Authors: Andrew O'Hagan
Tags: #Adult, #Afghanistan, #British, #Family Saga, #Fiction, #Historical, #Military, #Scotland
‘Aye,’ Luke said. ‘It was messy.’
‘That’s the difference,’ Flannigan said. ‘You’re out. I’m nineteen. What the fuck am I going to do if I don’t have the army?’
Luke didn’t know what to say. He didn’t yet know how to talk about the visit to Selly Oak or how to share the details of his own flashbacks. When he came into Lochranza Court that afternoon he had been spooked right away by a Remembrance Day appeal box sitting in reception. And when he was telling Anne about the night he went out on the town, the night he drank too much, her voice rallied and she said what he’d heard older people say to boys with hangovers, ‘Hell mend you.’
‘What, Gran?’ He shivered.
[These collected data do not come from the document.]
Issue #730, opened 2022-11-16
lib.data: enum Field width cannot be user-defined


jfng:
Repro:
```python3
import enum
from amaranth import *
from amaranth.lib import data


class B(enum.Enum):
    FOO = 0b00
    BAR = 0b01


class A(data.Struct):
    b: B
    c: unsigned(1)


a = A()
print(len(a.b)) # 1
```
The width of an enum Field is currently inferred from ``Shape.cast()``, as the smallest width required to represent all of its members.

In the above example, a user may actually want the ``A.b`` field to have a width of 2 bits. Currently, the enum would need a third member with a value of `0b10` or `0b11`.

whitequark:
I'm wondering if there are other cases for defining Enums that are wider when shape-cast than what is inferred from their variants alone, and if so, whether this should actually be fixed in the core language.

jfng:
Signals with enum shapes have the same issue, but it can be worked around by using an explicit width, with the enum as a decoder (e.g. ``s = Signal(unsigned(2), decoder=B)``).

Records also have this issue. Their (non-record) fields are signals, so the above workaround can work, with more awkwardness (e.g. ``r = Record([("b", unsigned(2))]); r.b.decoder = B``).

whitequark:
[Discussed](https://libera.irclog.whitequark.org/amaranth-lang/2023-02-06#1675706095-1675709437;) on 2023-02-06 weekly meeting. This feature needs an RFC; the discussion can be continued there.

whitequark:
I wrote an RFC for this feature: https://github.com/amaranth-lang/rfcs/pull/3

whitequark:
This works now:

```python
from amaranth import *
from amaranth.lib import data, enum


class B(enum.Enum, shape=unsigned(2)):
    FOO = 0b00
    BAR = 0b01


class A(data.Struct):
    b: B
    c: unsigned(1)


a = A()
print(len(a.b)) # 2
```

Issue #693, opened 2022-04-05
[RFC] Aggregate data structure library


whitequark:
# Aggregate data structure library RFC

## Summary

Add a rich set of standard library classes for accessing hierarchical aggregate data an idiomatic way, to fill one of the two major use cases of `Record` while avoiding its downsides.

See also #???.

## Motivation

Amaranth has a single data storage primitive: `Signal`. A `Signal` can be referenced on the left hand and the right hand side of an assignment, and so can be its slices. Although a signal serves the role of a numeric and bit container type fine, designs often include signals used as bit containers whose individual bits are named and have unique meanings. A mechanism that allows referring to such bit fields by name is essential.

Currently, the role of this mechanism is served by `Record`. However, `Record` has multiple major drawbacks:

  1. `Record` attempts to do too much: it is both a mechanism for _controlling representation_ (including implicitly casting a record to a value) and a mechanism for _defining interfaces_ (specifying signal directions and facilitating connections between records).

     These mechanisms should be defined separately, since the only aspect they have in common is using a container class that consists of multiple named fields. Conflating the two mechanisms constraints the design space, making addressing the other drawbacks impossible, and the ill-defined scope encourages bugs in downstream code.

  2. `Record` has limited composability: records can only be nested within each other. Practical designs (in particular, implementations of protocols) use data with complex representation beyond nested sequences of fields: these include overlaid sequences of fields (where interpretation alternates based on some discriminant) and arrays of fields (where a field can be indexed by a non-constant), where any individual field can have a complex representation itself.

     `Record` is structured as a sequence of `Signal`s, which is a part of its API. As such, it cannot support overlaid fields, and implementing support for arrays of fields is challenging.

  3. `Record` has limited introspectability: while its `layout` member can be accessed to enumerate its fields, the results do not include field boundaries, and the types of the returned shape-castable objects are preserved only as an implementation detail. `Layout` objects themselves are also not shape-castable.

     `Record` and `Layout` are structured as a sequence of `Signal`s rather than a view into an underlying bit container, which is reflected in its API. Thus, `Layout` does not fit into Amaranth's data model, which concerns individual values.

  4. `Record` comes with its own storage: while its `fields` argument can be used to substitute the signals that individual fields are pointing to (in an awkward and error-prone way), it is still a collection of `Signal`s. Using `Record` to impose structure on an existing `Value` requires a `Module` and a combinatorial assignment. This is an unnecessary complication, especially in helper functions.

[...]

PR #739, opened 2023-01-21
hdl.ast: allow IntEnum/IntFlag in Cat.

Arusekk:
Example code that can make use of such changes:

```py
class Something(IntEnum):
    A = 0b1000
    B = 0b0000

...

class Component(Elaboratable):
        m = Module()
        with m.Switch(...):
             with m.Case(Cat(Something.A, Something.B)):
                 ...
```

The first commit is more important to me than the second one (you can always work it around using `Case(Cat(...)._as_const())`), but they are pretty much independent, so if it is desirable to only merge one of them, you can do it.

### DIFF
--- a/docs/lang.rst
+++ b/docs/lang.rst
@@ -235,6 +235,9 @@ Casting a value from an integer ``i`` is a shorthand for ``Const(i)``:
    >>> Value.cast(5)
    (const 3'd5)
 
+.. note::
+
+   If a value subclasses :class:`enum.IntEnum` or its class otherwise inherits from both :class:`int` and :class:`Enum`, it is treated as an enumeration.
 
 Values from enumeration members
 -------------------------------
@@ -246,6 +249,10 @@ Casting a value from an enumeration member ``m`` is a shorthand for ``Const(m.va
    >>> Value.cast(Direction.LEFT)
    (const 2'd1)
 
+
+.. note::
+
+   If a value subclasses :class:`enum.IntEnum` or its class otherwise inherits from both :class:`int` and :class:`Enum`, it is treated as an enumeration.
 
 .. _lang-signals:
 
--- a/amaranth/hdl/ast.py
+++ b/amaranth/hdl/ast.py
@@ -168,12 +168,12 @@ class Value(metaclass=ABCMeta):
         while True:
             if isinstance(obj, Value):
                 return obj
-            elif isinstance(obj, int):
-                return Const(obj)
-            elif isinstance(obj, Enum):
-                return Const(obj.value, Shape.cast(type(obj)))
             elif isinstance(obj, ValueCastable):
                 new_obj = obj.as_value()
+            elif isinstance(obj, Enum):
+                return Const(obj.value, Shape.cast(type(obj)))
+            elif isinstance(obj, int):
+                return Const(obj)
             else:
                 raise TypeError("Object {!r} cannot be converted to an Amaranth value".format(obj))
             if new_obj is obj:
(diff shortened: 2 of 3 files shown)


whitequark:
Please split this PR into two and add tests.

whitequark:
So there are actually two distinct changes in this PR that I'd like to have addressed separately:
  1. Fixing a bug in value casting code that would treat `IntEnum` values as integers and not enumerations. This is currently unspecified, but since the [documentation](https://amaranth-lang.org/docs/amaranth/latest/lang.html#shapes-from-enumerations) lists that the Enum behavior specializes the `int` behavior (widens the result), I think they should be indeed treated as enumerations.
  2. Changing the behavior of the diagnostic that prints a warning if a bare integer is used in a `Cat` context. This is actually still a problem with enums because it's not possible to specify width of an enumeration explicitly. That's tracked in #730 though.

In addition you only have tests for `IntEnum` while the change is applied to `Enum` too.

Could you please split this into two commits? One introducing the change (1), adding a test for bare `Enum`, and adding a line into both of the sections of documentation [here](https://amaranth-lang.org/docs/amaranth/latest/lang.html#value-casting) to mention that if a value is both `int` and `Enum`, `Enum` behavior takes preference. Another introducing the change (2) silencing the warning for `IntEnum`, the way it's already silenced for `Enum`.

Arusekk:
ad 1: Sure.
ad 2: ...and you got me on this one.  The whole PR is mainly because I managed to make a proof-of-concept implementation of an enum with width; would you like me to add it in a next PR?
```py
class BitEnum(ValueCastable, Enum):
    """
    A helper class that defines Amaranth enums with fixed width
    """
    def __init_subclass__(cls, *, width):
        cls.__width = width

    @ValueCastable.lowermethod
    def as_value(self):
        return Const(self.value, self.__width)

class Color(BitEnum, width=5):
    RED  = 0b00001
    BLUE = 0b00010
```
Another option would be to insert such logic to Const and define enums as `class Color(Const, Enum, width=5):`, possibly with an extra check that the subclass is a subclass of Enum, to still prevent reckless Const subclassing.

(actually the above does not work due to Python incorrectly assuming that `ValueCastable` is a data type, not a mix-in class, because `ValueCastable` defines a `__new__` method—maybe the checks could be moved to `Value.cast`? the below does work, however)
<details>

```py
class ValueCastableHack(int, ValueCastable):
    @ValueCastable.lowermethod
    def as_value(self):
        raise NotImplementedError("width information lost!")


class BitEnum(ValueCastableHack, Enum):
    """
    A helper class that defines Amaranth enums with fixed width
    """
    def __init_subclass__(cls, *, width):
        cls.__width = width

    @ValueCastable.lowermethod
    def as_value(self):
        return Const(self.value, self.__width)

class Color(BitEnum, width=5):
    RED  = 0b00001
    BLUE = 0b00010
```

</details>

whitequark:
> would you like me to add it in a next PR?

I think such a change needs an RFC first. Please do write one (#693 can be used as an example re: format) and submit it together with your implementation as the proposed one, especially if you do already have it.

We don't have to wait until the RFC is merged to merge these changes though.

docs/lang.rst
```diff
@@ -235,6 +235,9 @@ Casting a value from an integer ``i`` is a shorthand for ``Const(i)``:
    >>> Value.cast(5)
    (const 3'd5)
 
+.. note::
+
+   If a value subclasses :class:`enum.IntEnum` or is otherwise both int and Enum, Enum behavior takes precedence.
```
whitequark, line 240: I'd phrase this as:

    If a value subclasses :class:`enum.IntEnum` or its class otherwise inherits from both :class:`int` and :class:`enum.Enum`, it is treated as an enumeration.

whitequark (changes requested):
One minor change. Looks great otherwise!

whitequark (approved):
LGTM

whitequark:
Thanks for this excellent PR! I'm looking forward to your future work on Amaranth, would such arise.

He’d thought she had said ‘
Helmand
you.’
‘I better go, Flange.’
‘You stayed so long, sir. Why did you stay so long in the army if you hated it that much?’
He wondered, as he often did, whether he should tell the truth or reach for something he half-believed. He had never really lived in a world where things could be said, but he said it now, in a lowered voice, as if posting an old letter he’d never got round to sending. ‘I kept thinking I’d meet my dad and we’d change the world.’ Luke wondered if Flannigan was just far too young to believe it, but it didn’t matter, he’d said what he’d said and the kid went on to something else.
‘It didn’t feel real, being in Afghan,’ he said. ‘It was so fucken hot all the time.’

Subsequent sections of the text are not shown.